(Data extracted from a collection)

PR #15664, opened 2017-01-23
Avoid exceptions when the commercial switch is disabled

rich-nguyen:
Make sure the cleaner code doesn't throw an exception in the unlikely event that this switch is off.

## Tested in CODE?
Yes (but missed an error in facia).

### DIFF
--- a/common/app/views/support/HtmlCleaner.scala
+++ b/common/app/views/support/HtmlCleaner.scala
@@ -649,12 +649,14 @@ case class CommercialComponentHigh(isAdvertisementFeature: Boolean, isNetworkFro
 
       val adSlotHtml = views.html.fragments.commercial.commercialComponentHigh(isAdvertisementFeature, hasPageSkin)
 
-      val adSlot: Element = Jsoup.parseBodyFragment(adSlotHtml.toString).body().child(0)
+      val adSlot: Option[Element] = Jsoup.parseBodyFragment(adSlotHtml.toString).body().children().toList.headOption
 
-      containers.lift(containerIndex).map { case ((container, index)) => {
-          container.after(adSlot)
-          adSlot.wrap(s"""<div class="fc-container fc-container--commercial"></div>""")
-        }
+      for {
+        (container, index) <- containers.lift(containerIndex)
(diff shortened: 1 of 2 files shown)


rich-nguyen:
[Error when switching commercial off](https://trello.com/c/hZIxBhjA/122-error-when-switching-commercial-off)

common/app/views/support/HtmlCleaner.scala
```diff
@@ -649,12 +649,14 @@ case class CommercialComponentHigh(isAdvertisementFeature: Boolean, isNetworkFro
...
-      containers.lift(containerIndex).map { case ((container, index)) => {
-          container.after(adSlot)
-          adSlot.wrap(s"""<div class="fc-container fc-container--commercial"></div>""")
-        }
+      for {
+        (container, index) <- containers.lift(containerIndex)
+        slot <- adSlot
+      } {
+          container.after(slot)
+          slot.wrap(s"""<div class="fc-container fc-container--commercial"></div>""")
```
kelvin-chappell: Don't need the 's'?

common/app/views/support/HtmlCleaner.scala
```diff
@@ -649,12 +649,14 @@ case class CommercialComponentHigh(isAdvertisementFeature: Boolean, isNetworkFro
 
       val adSlotHtml = views.html.fragments.commercial.commercialComponentHigh(isAdvertisementFeature, hasPageSkin)
 
-      val adSlot: Element = Jsoup.parseBodyFragment(adSlotHtml.toString).body().child(0)
+      val adSlot: Option[Element] = Jsoup.parseBodyFragment(adSlotHtml.toString).body().children().toList.headOption
```
kelvin-chappell: Does jsoup return nulls for empty lists?

kelvin-chappell (approved):
Just a couple of points.

common/app/views/support/HtmlCleaner.scala
rich-nguyen: no, it throws an exception. :(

## Problem details
Wherever a line in the data above holds the word "error", copy that line.

## Response
Yes (but missed an error in facia).
[Error when switching commercial off](https://trello.com/c/hZIxBhjA/122-error-when-switching-commercial-off)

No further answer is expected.